The Preston Twins were a pair of English elm (Ulmus minor 'Atinia') trees that grew in Brighton, England at the northern end of Preston Park. They were planted around 1613 and were "almost certainly" planted as part of a hedgerow. Believed to be among the oldest and largest English elm trees in the world, they reached heights of more than 100 ft and widths of 23 ft. An outbreak of Dutch elm disease in England in the late 1960s caused Brighton to enact several measures to protect its 17,000 elm trees, including setting traps for the beetles that spread disease. They also dug trenches between neighboring elms to prevent the disease from passing easily from tree to tree via their root systems. Infected branches were pruned and destroyed in efforts to save trees.

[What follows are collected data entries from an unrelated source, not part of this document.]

PR #10667, opened 2026-08-26
fix: accept Mapping instead of dict for ui.dictionary/ui.batch elements

### LINKED ISSUE #10631: Typing: ui.dictionary.__init__ uses invariant dict[str, UIElement] and rejects dict[str, ui.checkbox]

roridemonslayer:
## Summary

`dict` is invariant, so a `dict[str, mo.ui.checkbox]` (or any other `UIElement` subclass) was rejected by static type checkers wherever `dict[str, UIElement[Any, Any]]` was required, even though it works fine at runtime — see #10631.

- `ui.dictionary.__init__`'s `elements` param is now `Mapping[str, UIElement[Any, Any]]`
- `ui.batch.__init__`'s `elements` param is now `Mapping[str, UIElement[Any, Any]]`
- `validate_and_clone`'s input param is now `Mapping[str, UIElement[U, V]]` (return type stays `dict`, since it builds a fresh one)
- Docstrings updated to match

Left `_batch_base.__init__` (internal, always called post-`validate_and_clone` with a plain `dict`) as-is, since it's not part of the public covariance-breaking surface.

## Test plan
- [x] Added `basedpyright`-based regression tests reproducing the issue's exact repro for both `dictionary` and `batch` (and `validate_and_clone` directly) — confirmed they fail against the old code and pass against the fix
- [x] Added runtime tests confirming a non-dict `Mapping` (`MappingProxyType`) works correctly for both `dictionary` and `batch`
- [x] `pytest tests/_plugins/ui/_impl/test_dictionary.py tests/_plugins/ui/_impl/test_batch.py tests/_plugins/ui/_impl/test_dictionary_typing.py` — 14 passed
- [x] `basedpyright` on the two changed source files — 0 errors

Fixes #10631

### DIFF
--- a/marimo/_plugins/ui/_impl/batch.py
+++ b/marimo/_plugins/ui/_impl/batch.py
@@ -14,7 +14,13 @@ from marimo._plugins.core.web_component import JSONType
 from marimo._plugins.ui._core.ui_element import UIElement
 
 if TYPE_CHECKING:
-    from collections.abc import Callable, ItemsView, Iterator, Mapping, ValuesView
+    from collections.abc import (
+        Callable,
+        ItemsView,
+        Iterator,
+        Mapping,
+        ValuesView,
+    )
 
 U = TypeVar("U")
 V = TypeVar("V")
--- a/marimo/_plugins/ui/_impl/batch.py
+++ b/marimo/_plugins/ui/_impl/batch.py
@@ -14,7 +14,7 @@ from marimo._plugins.core.web_component import JSONType
 from marimo._plugins.ui._core.ui_element import UIElement
 
 if TYPE_CHECKING:
-    from collections.abc import Callable, ItemsView, Iterator, ValuesView
+    from collections.abc import Callable, ItemsView, Iterator, Mapping, ValuesView
 
 U = TypeVar("U")
 V = TypeVar("V")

In 2017, a storm caused a large limb to break from the eastern twin, which showed that its trunk was entirely hollow. The tree appeared to respond well to pruning to reduce the weight of its limbs. Prior to its damage and branch loss, it had been the larger of the two trees. The storm-damaged eastern twin became infected by Dutch elm disease, likely in summer of 2018. It did not show any symptoms of infection until the following summer, by which time the disease had already spread to its roots. A trench was immediately dug between the two twins to sever their connecting roots.

In December 2019, the infected tree was cut down. It was hoped that cutting it down would prevent Dutch elm disease from spreading to the other twin. In 2008, a cutting of the eastern twin was planted in Amsterdam.

In 2018, the eastern twin was shortlisted in the Tree of the Year competition.